→ Task details
Give only a number in reply. It should be how many lines in the records contain the string "taking".

→ Records for the task
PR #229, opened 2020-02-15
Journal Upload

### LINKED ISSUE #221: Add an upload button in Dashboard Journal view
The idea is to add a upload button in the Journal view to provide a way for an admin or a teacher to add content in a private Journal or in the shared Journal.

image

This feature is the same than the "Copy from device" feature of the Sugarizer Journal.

* * *

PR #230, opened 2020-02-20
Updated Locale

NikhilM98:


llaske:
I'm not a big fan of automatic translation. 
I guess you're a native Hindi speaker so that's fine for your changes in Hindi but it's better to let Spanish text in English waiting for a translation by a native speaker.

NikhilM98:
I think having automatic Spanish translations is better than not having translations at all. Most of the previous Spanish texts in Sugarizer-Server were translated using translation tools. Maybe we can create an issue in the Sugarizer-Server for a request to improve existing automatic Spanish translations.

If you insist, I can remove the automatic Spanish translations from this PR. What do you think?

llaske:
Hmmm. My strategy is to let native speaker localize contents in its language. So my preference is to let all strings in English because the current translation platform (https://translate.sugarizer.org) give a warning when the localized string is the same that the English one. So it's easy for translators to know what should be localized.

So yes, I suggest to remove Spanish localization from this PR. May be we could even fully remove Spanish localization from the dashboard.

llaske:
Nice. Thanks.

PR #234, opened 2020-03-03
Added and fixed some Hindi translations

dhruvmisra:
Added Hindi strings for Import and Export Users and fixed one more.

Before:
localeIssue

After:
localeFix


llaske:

...

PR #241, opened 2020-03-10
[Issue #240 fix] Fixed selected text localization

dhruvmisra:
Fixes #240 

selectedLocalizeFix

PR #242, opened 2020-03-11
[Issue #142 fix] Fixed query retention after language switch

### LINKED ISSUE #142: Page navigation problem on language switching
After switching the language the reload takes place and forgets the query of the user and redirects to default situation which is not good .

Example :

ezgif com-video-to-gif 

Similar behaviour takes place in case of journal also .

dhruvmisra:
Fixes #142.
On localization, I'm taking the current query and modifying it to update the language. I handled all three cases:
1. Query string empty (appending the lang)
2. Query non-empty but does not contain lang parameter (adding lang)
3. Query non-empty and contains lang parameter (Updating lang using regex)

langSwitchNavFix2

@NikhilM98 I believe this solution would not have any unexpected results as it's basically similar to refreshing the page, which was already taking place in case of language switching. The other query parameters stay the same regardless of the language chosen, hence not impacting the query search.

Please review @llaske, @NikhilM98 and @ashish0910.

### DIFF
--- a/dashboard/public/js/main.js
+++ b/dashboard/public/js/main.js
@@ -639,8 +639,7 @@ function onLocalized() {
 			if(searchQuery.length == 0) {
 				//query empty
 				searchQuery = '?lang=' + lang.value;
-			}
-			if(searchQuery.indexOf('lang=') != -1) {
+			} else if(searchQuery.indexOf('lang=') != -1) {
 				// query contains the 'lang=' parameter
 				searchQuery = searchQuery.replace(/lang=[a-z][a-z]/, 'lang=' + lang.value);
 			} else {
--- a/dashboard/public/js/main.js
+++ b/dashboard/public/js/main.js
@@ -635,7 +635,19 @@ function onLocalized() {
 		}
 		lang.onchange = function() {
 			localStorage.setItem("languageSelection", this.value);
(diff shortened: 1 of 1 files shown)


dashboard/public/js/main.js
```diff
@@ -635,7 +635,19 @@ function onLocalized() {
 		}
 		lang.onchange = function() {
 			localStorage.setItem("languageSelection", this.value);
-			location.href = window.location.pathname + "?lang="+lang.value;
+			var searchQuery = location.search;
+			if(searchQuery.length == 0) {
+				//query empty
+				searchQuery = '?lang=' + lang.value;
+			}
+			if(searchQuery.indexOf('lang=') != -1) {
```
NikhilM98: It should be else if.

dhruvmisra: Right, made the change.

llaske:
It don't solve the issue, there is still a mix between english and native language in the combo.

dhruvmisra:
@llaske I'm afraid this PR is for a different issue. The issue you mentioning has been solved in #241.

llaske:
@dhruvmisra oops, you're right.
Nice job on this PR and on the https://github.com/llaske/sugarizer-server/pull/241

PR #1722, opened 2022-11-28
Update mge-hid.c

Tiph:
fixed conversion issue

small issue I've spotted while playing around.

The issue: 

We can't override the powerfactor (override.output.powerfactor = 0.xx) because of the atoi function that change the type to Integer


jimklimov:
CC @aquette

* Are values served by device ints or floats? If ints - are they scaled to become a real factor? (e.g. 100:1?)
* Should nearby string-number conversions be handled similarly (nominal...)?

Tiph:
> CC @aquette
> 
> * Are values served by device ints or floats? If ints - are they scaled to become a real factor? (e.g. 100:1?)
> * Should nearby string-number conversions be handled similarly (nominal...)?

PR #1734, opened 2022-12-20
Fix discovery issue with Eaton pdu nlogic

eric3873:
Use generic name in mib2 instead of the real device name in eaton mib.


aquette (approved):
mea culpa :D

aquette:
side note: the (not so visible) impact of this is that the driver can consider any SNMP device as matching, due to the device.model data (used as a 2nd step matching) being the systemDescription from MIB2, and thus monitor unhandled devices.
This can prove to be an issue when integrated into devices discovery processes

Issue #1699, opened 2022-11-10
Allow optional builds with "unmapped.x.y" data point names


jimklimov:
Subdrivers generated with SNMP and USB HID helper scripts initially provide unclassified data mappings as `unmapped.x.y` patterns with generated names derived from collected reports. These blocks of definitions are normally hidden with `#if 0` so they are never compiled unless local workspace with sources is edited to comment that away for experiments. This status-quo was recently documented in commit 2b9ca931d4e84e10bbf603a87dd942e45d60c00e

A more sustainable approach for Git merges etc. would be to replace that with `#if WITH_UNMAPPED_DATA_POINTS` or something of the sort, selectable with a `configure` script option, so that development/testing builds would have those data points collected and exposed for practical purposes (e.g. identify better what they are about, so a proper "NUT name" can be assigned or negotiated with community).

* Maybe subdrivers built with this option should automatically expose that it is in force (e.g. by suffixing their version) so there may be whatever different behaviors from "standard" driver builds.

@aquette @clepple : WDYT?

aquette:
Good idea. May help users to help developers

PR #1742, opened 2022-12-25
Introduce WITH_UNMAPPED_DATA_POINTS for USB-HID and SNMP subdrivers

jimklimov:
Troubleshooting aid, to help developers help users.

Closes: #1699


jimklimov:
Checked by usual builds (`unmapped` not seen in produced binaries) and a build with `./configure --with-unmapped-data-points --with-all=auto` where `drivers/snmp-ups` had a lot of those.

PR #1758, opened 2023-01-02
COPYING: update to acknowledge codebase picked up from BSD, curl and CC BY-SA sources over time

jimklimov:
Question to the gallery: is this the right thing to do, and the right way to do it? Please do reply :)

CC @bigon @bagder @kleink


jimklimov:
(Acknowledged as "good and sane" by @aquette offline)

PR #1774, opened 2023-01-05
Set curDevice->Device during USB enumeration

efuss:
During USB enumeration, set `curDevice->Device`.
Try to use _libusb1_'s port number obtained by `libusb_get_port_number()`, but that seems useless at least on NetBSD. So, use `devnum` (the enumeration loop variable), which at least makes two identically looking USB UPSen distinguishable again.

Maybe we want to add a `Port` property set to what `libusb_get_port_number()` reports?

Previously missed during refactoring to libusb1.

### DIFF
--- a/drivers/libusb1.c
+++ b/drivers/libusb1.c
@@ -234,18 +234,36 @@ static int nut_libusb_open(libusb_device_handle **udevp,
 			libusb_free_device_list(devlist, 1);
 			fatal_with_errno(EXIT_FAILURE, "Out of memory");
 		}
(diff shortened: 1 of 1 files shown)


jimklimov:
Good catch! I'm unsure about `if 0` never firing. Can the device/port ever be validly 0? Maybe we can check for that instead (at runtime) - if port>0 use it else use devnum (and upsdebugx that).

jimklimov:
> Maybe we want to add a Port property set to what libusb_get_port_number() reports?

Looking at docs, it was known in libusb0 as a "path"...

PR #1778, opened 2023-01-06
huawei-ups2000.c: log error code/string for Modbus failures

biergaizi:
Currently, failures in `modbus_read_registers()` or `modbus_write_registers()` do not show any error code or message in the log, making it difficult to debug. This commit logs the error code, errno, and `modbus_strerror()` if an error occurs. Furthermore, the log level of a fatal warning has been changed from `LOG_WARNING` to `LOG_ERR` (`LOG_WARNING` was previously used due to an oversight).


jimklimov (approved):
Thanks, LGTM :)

→ Task answer
2